The equivalent of 'trailer trash' in Hong Kong live in boats because they can't afford a flat (apartment). We have typhoons (Cantonese for big wind, what the Brit fighters were named after) which seek and destroy these boats, like the way tornaders seek out trailers. People in Hong Kong also do funny thing like queue up for lifts instead of line up for elevators, and write cheques, and change flat tyres :D And drive on the long side of the load (something we picked up from the Brits).

The more politically correct but regionally incorrect way of saying 'Canton' is 'Guangzhou' which is how them Chinese Yankees say it. To us, it's 'Gongdong', kinda like 'N'owlins' is to folks from Loozieanna.

In short, we're a bunch of hillbilly ricepicking Chinese redneck merchants and fisherpersons. Reehaw!!

PS 'reehaw' is technically incorrect for me, there is no 'r' in Cantonese, and no 'L' in Japanese. We eat flied lice and visit to Amelica, but the Japanese go to Disneyrand.

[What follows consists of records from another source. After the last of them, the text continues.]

Issue #105, opened 2018-07-31
record per-key types for heterogenous dicts and suggest TypedDict annotation


carljm:
Currently MonkeyType assumes dicts are homogenous. When heterogenous dicts are seen, we just combine all the value types into a Union (and then if that Union gets too big, by default we rewrite it to Any). It'd be more useful in such cases to suggest a TypedDict annotation with per-key value types.

The trick here is that we don't really know the intention, so there'd be some level of heuristic involved. Like, if there's multiple non-None value types (and probably if the number of keys is less than some threshold), rather than recording just a single value type, we record per-key value types. Then we'd also need some smarts when combining traces into an annotation: if we have any traces with per-key value types, try to construct a consistent TypedDict, but if we find that key names and value types aren't matching up consistently, fallback to normal Dict.

There's enough fuzziness in the heuristics here and this'd be enough work that it might not be worth it, but for codebases that use lots of heterogenous dicts, it'd make the generated annotations a lot more useful.

devdoomari3:
how about having a wrapper that 'acts like a dict' and shows intention-to-be-TypedDict ?

eg). TypedDictPlaceHolder: https://gist.github.com/devdoomari3/3e6e9e8177d2ff97c4ef0091209984f5

devdoomari3:
@carljm my co-worker @Anylee2142 came up with an improvisation:

- monkeytype extracts 'type-details' for dictionaries
- custom clients can do whatever they want from 'type-details'

```
{
'qualname' : 'Dict', 'elem_types': [... some existing things ...],
'type_details': {
     name: str,
     age: int,
     id: int,
     ...
     }
}
```

what do you think about this?

carljm:
@devdoomari3 Yes, recording `type_details` is what's needed; just need to be careful not to drown the backing store if we run into some massive dicts, so there should probably be a dict size threshold beyond which we don't record details.

And we would want MonkeyType itself to automatically generate TypedDict annotation if it finds a dict for which the set of keys and their types is "consistent enough" across traces, not just leave that to custom clients.

One interesting choice is whether to ever generate `total=False` TypedDict, or always bail back to regular Dict if the set of keys isn't consistent across all traces. For simplicity in the initial version I'd probably lean towards only generating TypedDict if the same set of keys are always present.

Thanks for working on this issue!

carljm:
> I personally don't believe in heuristics though

[...]

PR #124, opened 2018-12-04
WIP: Add StructuredDict for heterogeneous dicts

devdoomari3:
related: https://github.com/Instagram/MonkeyType/issues/105

this pull-request adds `StructuredDict` to allow users to signal their intention to have a dict 'structurally typed'

ps: this is my first commit on MonkeyType, so I'd really appreciate some feedbacks (hence WIP)


carljm:
Hi @devdoomari3 ! Thanks very much for the idea and the pull request, but I don't think we want to take this approach to the problem. Switching your code to use a subclass of `dict` at runtime can be risky (exact type equality checks that passed before could fail, e.g. if using `msgpack` with strict types, performance can suffer), and I don't think there's a need for it here. The goal of MonkeyType is to generate best-effort annotations _without_ requiring changes to your code. By the time you've gone and figured out which dicts in your code should be StructuredDict, you may as well just go ahead and create the TypedDict type and annotate using it. The other problem is that if you use StructuredDict, then let MonkeyType annotate as a TypedDict, you'll immediately get typecheck errors after annotating because the typechecker won't consider StructuredDict a compatible type with the TypedDict annotation.

I think we can get pretty useful behavior with heuristics as described in #105 (can make the size threshold for storing per-key types in tracing customizable, and people can use TypeRewriters to customize the output heuristics to their satisfaction), and we should go that route.

If you're interested in updating this PR to take that approach, that would be great! Let me know and I'll reopen.

devdoomari3:
@carljm I was thinking of re-placing `StructuredDict` to `TypedDict` after running Monkeytype.
(so after running MonkeyType, we won't see `StructuredDict` on the source file)

PR #126, opened 2018-12-20
add type-metadata on CallTrace

devdoomari3:
rel: https://github.com/Instagram/MonkeyType/issues/105

adds type-metadata

ps: will rebase


devdoomari3:
`pipenv install dataclasses` freezes...

anyway, I'll try to do it using NamedTuple

carljm:
Hi @devdoomari3 ! Thanks for working on this issue.

I'm having a bit of trouble following some of the design decisions made in this PR, and it feels like unrelated stylistic changes (e.g. switching to keyword arguments in some CallTrace instantiations) and code reorganizations (moving existing code to different modules) have been included, which makes it harder to review. In the future when submitting your first PR to a new project, I would suggest making a strong effort to minimize the size of the diff you are submitting to only the absolutely necessary changes; this will make it a lot easier for the project maintainer(s) to understand and review your diff. If you feel that stylistic or organizational changes are warranted, submit those in separate pull requests with their own independent justification.

One key design decision issue: I'm not sure why we need to add new columns to the SQLite table (which introduces compatibility problems with people upgrading MonkeyType when they have existing type databases), when the existing `arg_types` and `return_type` and `yield_type` columns already store arbitrary JSON structures and we can just extend the format of that JSON in the existing columns instead.

I actually need this feature to exist in the near future, so I'm going to work on implementing it in a separate PR. If I'm able to reuse some of your work from this PR I will definitely make sure to credit you for it in the commit message and changelog! Thanks again for your work, and sorry for the slow review; I was AFK for much of the last month.

PR #128, opened 2019-01-17
Generate ... for all defaults, rip out defaults-related options.

### LINKED ISSUE #123: Generate '...' instead of default value
From what I can see in [typeshed](https://github.com/python/typeshed/blob/master/stdlib/3/builtins.pyi#L310) and the [mypy docs](https://mypy.readthedocs.io/en/latest/stubs.html#stub-file-syntax), default values for callables' parameters should be replaced with `...`.

This would also obviate the need for '--(in|ex)clude-unparsable-defaults', assuming you could then replace the `object` type with `Any` in the stub output.

carljm:
Fixes #123

### DIFF
--- a/CHANGES.rst
+++ b/CHANGES.rst
@@ -4,6 +4,11 @@ Changelog
 master
 ------
 
+* Render `...` for all parameter defaults in stubs. Remove the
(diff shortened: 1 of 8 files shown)


carljm:
Merged as part of #129.

PR #146, opened 2019-11-05
Fix crash on name collisions with typing containers

ambv:
Due to dynamic method dispatch in the TypeRewriter, any type that matched the names List, Set, Tuple, etc. would crash for missing `__args__`.

We fix this by checking if the module matches, and then using `getattr()` anyway, in case there was a custom `typing` module used.

test_typing.py is a bit ugly now due to the name conflict.

[depends on #145, ignore the first commit please]


carljm:
Merged in fb5b16d31cafb46effc1329aa5dd4b362a9fc204.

As for the gun-related info, I think their SDU (SWAT) has a lot in common with the British SAS. Cops carry .38s, not sure if I ever saw autos, but a few blue-clad ninjas with MP5s at the airport. Hong Kong kids like guns because of Japanese cartoons and American movies, but have little or no exposure to real ones, and like many American younguns, know everything because of Counter-Strike and whatnot. Airsofts are everywhere, I think I picked up a Glock 17 and an MP5SD6 some time ago.